When the segregated schools of my childhood became the more integrated schools of junior and senior high school, there was quite a fuss, as one might imagine. One of the more benign issues that surfaced was the names of the students. In elementary school, pretty much all the teachers knew pretty much knew all the students, so there wasn’t a problem.
But in junior high (what is called middle school today), there was an influx of black teachers who had previously taught at the segregated schools and were now charged with teaching a whole bunch of white kids they’d never laid eyes on. One of mine was Mrs. Boswell, and the roll she insisted on calling at the beginning of class was close to painful.
She had no way of knowing that Melisssa was Missy, that Rebecca was Becca, or that Russum was Rusty. When Mrs. Boswell came to my name on her roster, I knew she would call out my hated first name.
“Kevin McCarthy!” It was worse than I thought. She had mangled my first name, which I did not go by, as well as my last name, which I did. I tried to explain patiently that my last name was McCartney, that my first name was Kelvin which didn’t really matter because I went by my middle name of Craig. Ultimately, she caught on, and I thank her to this day for teaching me, if nothing else, that “an ounce of prevention is worth a pound of cure.”
At that time, there was a rather famous Kevin McCarthy, an actor most widely known for the original Invasion of the Body Snatchers (“They’re here already! You’re next! You’re next!”), but who I had been watching in a short-lived television series called The Survivors, in which he played the husband of the ever glamorous Lana Turner. Needless to say, she was the reason I watched the show.
Sadly, his name, if not his body, has been snatched by another Kevin McCarthy, who has been under the glare of the media’s spotlight this week, and it has been somewhat less than becoming.

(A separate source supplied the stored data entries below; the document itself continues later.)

PR #1921, opened 2018-05-16
Update Linux makefile to allow compilation with GCC 7.3

babsingh:
GCC versions greater than 5 default to GNU11 but OpenJ9 uses
GNU89 inline semantics. -fgnu89-inline option is appended to CFLAGS
to allow compilation with GCC versions greater than 5 and GNU89 inline
semantics. Reference - https://gcc.gnu.org/gcc-5/porting_to.html.

JDK11 Linux x86 DockerFile no longer needs to initialize CFLAGS with
-fgnu89-inline since the Linux makefile now accounts for -fgnu89-inline
option if the GCC version is greater than 5.

### DIFF
--- a/runtime/makelib/targets.mk.linux.inc.ftl
+++ b/runtime/makelib/targets.mk.linux.inc.ftl
@@ -1,5 +1,5 @@
 <#-- 
-	Copyright (c) 1998, 2017 IBM Corp. and others
+	Copyright (c) 1998, 2018 IBM Corp. and others
 	
 	This program and the accompanying materials are made available under
 	the terms of the Eclipse Public License 2.0 which accompanies this
@@ -152,6 +152,16 @@ ifdef USE_PPC_GCC
   PPC_GCC_CXXFLAGS+=-O3 -fno-strict-aliasing
 endif
 </#if>
+
+<#-- GCC versions greater than 5 default to GNU11 but OpenJ9 uses
+GNU89 inline semantics. -fgnu89-inline option is appended to CFLAGS
+to allow compilation with GCC versions greater than 5 and GNU89 inline
+semantics. Reference - https://gcc.gnu.org/gcc-5/porting_to.html.
+-->
+GCCVERSIONGTEQ5 := $(shell expr `gcc -dumpversion | cut -f1 -d.` \>= 5)
+ifeq "$(GCCVERSIONGTEQ5)" "1"
+    CFLAGS+=-fgnu89-inline
+endif
 
 <#if !uma.spec.processor.ppc>
 CXXFLAGS+=-fno-exceptions -fno-rtti -fno-threadsafe-statics
--- a/buildenv/docker/jdk11/x86_64/ubuntu16/Dockerfile
+++ b/buildenv/docker/jdk11/x86_64/ubuntu16/Dockerfile
@@ -93,7 +93,4 @@ RUN cd /root \
 ENV JAVA_HOME="/root/bootjdk10"
 ENV PATH="${JAVA_HOME}/bin:${PATH}"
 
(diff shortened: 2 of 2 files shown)


babsingh:
Compilation passes on xLinux, pLinux and zLinux with gcc-4.8. Compilation passes on xLinux with gcc-7.3. Compile failures related to OpenJDK source code seen when compiling on pLinux with gcc-7.3. No zLinux machine available to compile with gcc-7.3.

babsingh:
This pull request solves the `error: inline function $INLINED_FUNCTION_NAME declared but never defined` when using GCC 7.3. Reference: https://github.com/eclipse/openj9/issues/1684. This error was first seen in multiple places within `trj9/runtime/MethodMetaData.hMethodMetaData.h` (**JIT source**). GNU89 inline semantics are used within OpenJ9 but GCC 5+ defaults to GNU11 semantics. To allow compilation with GCC 5+ and GNU89 inline semantics, `-fgnu89-inline` is appended to CFLAGS.

For using this approach, I would like to request approval from JIT members: @mpirvu, @fjeremic, @andrewcraik since JIT source code is impacted by the compile error.

babsingh:
fyi - @pshipton

runtime/makelib/targets.mk.linux.inc.ftl
```diff
@@ -153,6 +153,16 @@ ifdef USE_PPC_GCC
 endif
 </#if>
 
+<#-- GCC versions greater than 5 default to GNU11 but OpenJ9 uses
+GNU89 inline semantics. -fgnu89-inline option is appended to CFLAGS
+to allow compilation with GCC versions greater than 5 and GNU89 inline
+semantics. Reference - https://gcc.gnu.org/gcc-5/porting_to.html.
+-->
+GCCVERSIONGTEQ5 := $(shell expr `gcc -dumpversion | cut -f1 -d.` \>= 5)
```
DanHeidinga: What happens when gcc 10 ships?  (Not a blocker for merging this now but something to think about while we're looking at this or we'll have to rediscover it later)

babsingh: 1. `gcc -dumpversion | cut -f1 -d.` will evaluate to `10`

After the debacle of the 15 ballots it took to raise him to the role of Speaker of the House, a fractious election unseen in American history since before the Civil War, McCarthy has been viewed as something of a “weak sister” (if it is still acceptable to use that term), drawing criticism from both sides of the political spectrum. Compared to his predecessor, the indefatigable Nancy Pelosi, he looks like the Pillsbury doughboy in a business suit.
With pressure mounting, McCarthy announced this week that he is “directing our house committee to open a formal impeachment inquiry into President Joe Biden.” Oh, my, said almost no one. A politically fraught process that seems unlikely to produce any desired result is not exactly the course Republicans should pursue, but you do you.
A more immediate threat may play out in the coming days, this one coming from the ever-quarrelsome representative Matt Gaetz. His threats to McCarthy amped up when McCarthy deflected that Gaetz’s real complaint is about the ethics issue which has shadowed him for some time. In an MSNBC interview (of all places), Gaetz let it all hang out, as we used to say. He responded by saying, “That is an abject lie from a sad and pathetic man who lies to hold onto power. He lied to get power in January when he made the agreement [to become speaker], and he’s lying now . . . Eventually, the lying has to come to an end, and the votes are going to start on a motion to vacate [McCarthy’s speakership].”
Now, I’m no fan of Matt Gaetz. In fact, he reminds me so much of a young Jack Nicholson that I fully expect him to announce himself by shouting, “Here’s Matty!” But what he said about McCarthy is unfiltered, unflinching and full-throated. I have yet to see McCarthy speak that way, and he’s the one who is supposedly in power.
So while the machinations of some Republicans in the house are likely to be a political nuisance and general inconvenience when it comes to impeaching President Biden, the real question is whether Gaetz or anyone else in his group will push to remove McCarthy. That is much more likely than anything Uncle Joe has to worry about. Being removed by one’s party is a real threat. Just ask Ken Paxton. The original Kevin McCarthy was one of the survivors of that television series The Survivors, along with Miss Turner and other co-stars like George Hamilton and Jan-Michael Vincent. Whether this new McCarthy will do the same remains to be seen.